Creative and productive sets

Creative and productive sets are classes of subsets of the natural numbers that occur in computability theory and mathematical logic. They are closely connected with the concept of recursive enumerable (RE ): The production quantities are in a sense still best algorithmically manageable amounts that are not recursively enumerable more. In contrast, the creative sets are exactly the RE- complete (see completeness (theoretical computer science ) ). The term creative lot goes back to a paper by Emil Post in 1944, later was added a unique name for the productive quantities.

Definition

It was an effective enumeration of all recursively enumerable sets.

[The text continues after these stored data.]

PR #41, opened 2018-10-15
Add flip/rotate

luisremis:
Adding very simple operations that some users requested for VDMS.
I hope this PR can be used as reference for contributors on how to add new operations.

### DIFF
--- a/src/ImageCommand.cc
+++ b/src/ImageCommand.cc
@@ -63,6 +63,13 @@ void ImageCommand::enqueue_operations(VCL::Image& img, const Json::Value& ops)
                         get_value<int>(op, "width"),
                         get_value<int>(op, "height") ));
         }
+        else if (type == "flip") {
+            img.flip(get_value<int>(op, "code"));
+        }
+        else if (type == "rotate") {
+            img.rotate(get_value<double>(op, "angle"),
+                       get_value<bool>(op, "resize"));
+        }
         else {
             throw ExceptionCommand(ImageError, "Operation not defined");
         }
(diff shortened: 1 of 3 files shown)


src/ImageCommand.cc
```diff
@@ -63,6 +63,13 @@ void ImageCommand::enqueue_operations(VCL::Image& img, const Json::Value& ops)
                         get_value<int>(op, "width"),
                         get_value<int>(op, "height") ));
         }
+        else if (type == "flip") {
```
vishakha041: This is getting long enough to make a switch case out of this but that will need some JSON level integer percolation instead of string. Anyway, something to think about as an optimization for us going forward as more operations get added. That's why don't make this a standard pull request way for adding ops. We need to think more.

client/python/vdms/__init__.py
```diff
@@ -0,0 +1,4 @@
+name = "vdms"
```
vishakha041: For some reason I am seeing the python pull request merged with flip feature PR. Could you make sure they are separately merged on develop?

utils/src/api_schema/api_schema.json
```diff
@@ -173,6 +175,28 @@
...
+      "type": "object",
+      "properties": {
+        "type":   { "enum": [ "flip" ] },
+        "code":   { "type": "integer" }
+      },
+      "required": ["type", "code"],
+      "additionalProperties": false
+    },
+
+    "operationRotate": {
```
vishakha041: Could you please make sure the wiki page is updated to reflect this. I haven't checked if it is

client/python/vdms/__init__.py
luisremis: this will go away, yes. it is here only because the python PR is also pending.

src/ImageCommand.cc
luisremis: good idea, we can have a string table here.

vishakha041:
I think it starts becoming beneficial after a certain number of elements. For now this might be ok. Best would be to do some of these conversions at client library end

Issue #52, opened 2018-11-26
Sort by ascending/descending


luisremis:
External request: Are we able to specify the direction of the sort, e.g., ascending vs descending? As by default is sorts in ascending order and we want to sort by last modified date in descending order.

luisremis:
Solved in #53

PR #53, opened 2018-11-26
Feature sort descending

luisremis:
Solve #52


utils/src/api_schema/api_schema.json
```diff
@@ -113,13 +113,14 @@
...
-        "limit":    { "$ref": "#/definitions/positiveInt" },
-        "sort":     { "type": "string" },
-        "blob":     { "type": "boolean" }
+        "list":       { "type": "array" },
+        "average":    { "type": "string" },
+        "count":      { "type": "string" },
+        "sum":        { "type": "string" },
+        "limit":      { "$ref": "#/definitions/positiveInt" },
+        "sort":       { "type": "string" },
+        "descending": { "type": "boolean" },
```
vishakha041: Is there no way to make this part of the sort command? Descend keyword by itself doesn't make sense. It is useful only in the sort context.

tests/python/TestEntities.py
```diff
@@ -205,3 +205,78 @@ def test_addEntityWithLink(self):
 
         self.assertEqual(response[0]["AddEntity"]["status"], 0)
         self.assertEqual(response[1]["AddEntity"]["status"], 0)
+
+    def test_FindAscending(self):
```
vishakha041: Shouldn't this be called FindDescending? Or FindWithSortOrder :)

utils/src/api_schema/api_schema.json
luisremis: yep, I was divided about this as well. Adding a "sort block" that has a prop for sorting and the option of using order = "ascending" or order = "descending" was another option. We an go with that, I think I like it more, but it was 50/50.

vishakha041: Will it still be possible to have a default so you can only specify the key ?

luisremis: Ok. 
The Options are:

1)  (breaks backward compatibility)
"sort": { 
    "key": "property_used_for_sorting", 
    "order": "ascending" // or "descending", with the default to one of them. 
}

2) As it is implemented, just adds the order as an extra element of the results block, that will only be used if "sort" is also specified. 

3) We can change "descending" = [True, False] to "order" = ["ascending", "descending"]. I like this option more, which does not break compatibility, it just adds more flexibility.

philiplantz: Is there no way to support either a value or a block, as:
    "sort" : "\<key\>"
and
    "sort" : { "key" : "\<key\>", "order" : "descending" }

If not, I'm inclined to go with the backward compatible option, with the addition
     "sort-order" = ["ascending","descending"]

luisremis:
I like what you propose @philiplantz. For some reason I have a memory that we cannot do that. 
Let me try it harder.

vishakha041:
I like the option Philip has mentioned. Otherwise option 1 from Luis. It will break backward compatibility but will open the way for allowing sort on multiple keys and so on in the near future.

luisremis:
Sorting multiple keys is independent for of the having a sort block or not. I will go with option 2 to avoid braking compatibility for now, and change the keywords following Philip suggestion which is much nicer.

mwahle:
When can we have this in the master branch? Or even released?

PR #4198, opened 2023-01-09
added json-prettier

lacherogwu:
## Description

Added a package for converting JSON/JS Objects to pretty JSON
The package will paste the pretty JSON automatically from your copied text on your clipboard

## Checklist


lacherogwu:
The reason I was creating this because the existing one works differently I
truly believe mine would give a better DX
For 2 main reasons
1. No window that shows you the output, it’s automatically being pasted
where you need it
2. Handles also JS objects

pernielsentikaer:
You could still add another command to the existing extension, it might be a bit confusing for the end user to pick the "right" one since they have a lot of similarities as in they don't trying to do the same "job"

lacherogwu:
TBH I don't think the existing JSON Format doing good job, I've never seen a case where you need it the formatted value in a separate window, you always need to interact with this.

I think a better suggestion would be to remove/update the old extension because the command they provide is simply unnecessary and don't provide the ideal DX

Aayush9029:
I'm going to side with @pernielsentikaer here, adding it to an existing extension would probably be better for existing thousands of users, as they'll get your amazing update in an instant!!

However this is something you can figure out and decide for yourself.

There's one thing I wished your extension did. Instead of only "directly pasting formatted JSON to an active app", ability to store the formatted JSON to clipboard for later would be nice.

Anyways great work on the extension. The previous extension can definitely be improved upon as it was a bit annoying to work with.

pernielsentikaer:
Hi @lacherogwu 👋 

Sorry for the long response time here 😊

We're not going to allow extensions that directly pass unsanitized input to any eval- or exec-like commands; your `eval` function can be very harmful if you have anything else than a JSON object in the clipboard. This is generally bad practice and can cause serious issues.

> Same as there are multiple vs code extensions(on your store)
None of the vscode extensions does the same; it's 100% different purposes, whereas this one solves the same purpose.

Many extensions have a form and clipboard command, which would be the way to go - I'm sure @Destiner would be up for enhancing it too

lacherogwu:
Hi @pernielsentikaer
This is a very good point.
What is I will sanitize it first and make sure only javascript object can be passed before evaluating
or even find a more creating way instead of `eval()` to read a jsObject from a string and convert it to JSON

Would you approve this PR?

let me know if it is worth my effort.

lacherogwu:
What do you say @pernielsentikaer

Aayush9029:
@pernielsentikaer 
#4654

Aayush9029:
I've created a rough draft update, feel free to change things and please add @lacherogwu as a contributor as well.

lacherogwu:
Hey thanks @Aayush9029
sure no worries, as long as it will be part of the tools I'm good :) not looking for any credit or something like that 😄 

About the code, I saw that you removed the `eval` part, which is okay, but then need to find a better solution to parse js object as a json
since you mention there "Please copy a valid JSON/JS Object, but you are not handling JS Object in any way.

image

pernielsentikaer:
Did you see @lacherogwu's last message @Aayush9029 😊

Aayush9029:
@pernielsentikaer oh, yeah we can remove the JS Object.

On the error line

Aayush9029:
@pernielsentikaer feel free to quick merge https://github.com/raycast/extensions/pull/4745

This should fix the issue raised by @lacherogwu 😄

lacherogwu:
What you did is great, but the main difference here was that you can paste also a JS object, which will be a game-changer for many devs out there...

but you just removed it...

Aayush9029:
@lacherogwu Fair enough :) 

We'll figure out a way to add said feature without using eval, should be simple as importing a library 😭 (surely) 

And we'll get to change the error back to "JSON/JS Object" 🎉

PR #4201, opened 2023-01-09
[todoist] fix focused task when not listed in menubar

kud:
## Description

I've added a small code to check if the task still exists to know if we should display it in the menubar or not (like if it was completed or not) but it seems that this code is buggy. So I've removed it.

If we want to do that, we need to fetch first all the tasks the user got and compare each of them to see if the task still exists or not.

It'll be in another PR one day but let's fix it for right now.

If the user completes the task from Raycast, it'll remove it in the menubar if it's a focused one. However, if the user focuses on a task they complete on the official app, we'll still have the focused task in the menubar. Not so important for the moment. Let's see that another day.

## Checklist

### DIFF
--- a/extensions/todoist/CHANGELOG.md
+++ b/extensions/todoist/CHANGELOG.md
@@ -1,6 +1,10 @@
 # Todoist Changelog
 
-# [Menu bar improvements] - 2023-01-03
+## [Menu bar fix] - 2023-01-10
+
+- Fix focused task when not listed in menubar
+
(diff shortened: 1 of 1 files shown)


pernielsentikaer:
Hi @kud 

Could you add a changelog entry too? 😊

thomaslombart (approved):

kud:
I'll do it the next time yeah @pernielsentikaer 😌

A set of natural numbers hot -productive, if there is a partial computable function, satisfies the following property:

So whenever a recursively enumerable set is entirely in, is its index to an element of mapped, that is no longer part of this set. In particular, is defined at this point.

In this case, a productive function is called for.

A lot of hot now creative, even if it is recursively enumerable and its complement productive.

Examples

• The special halting problem is the prototype of a creative lot, its complement is productive with the identity as a productive function.
• The class of all valid arithmetic formulas - conceived by a suitable Gödelization as a set of natural numbers - is productive, it means the first Gödel's incompleteness theorem.
• The set of indices of all total computable functions is also productive.

Properties

• The productive function can always choose total and injective.
• Productive quantities are not recursively enumerable, for any amount of recursively enumerable testified yes, that is true.
• However, every productive set has an infinite recursively enumerable subset. In particular, therefore productive quantities are always infinite.

• A lot is therefore exactly creative when it is RE -complete.

• Is productive, as well.
• Is creative, clearly creative when is productive.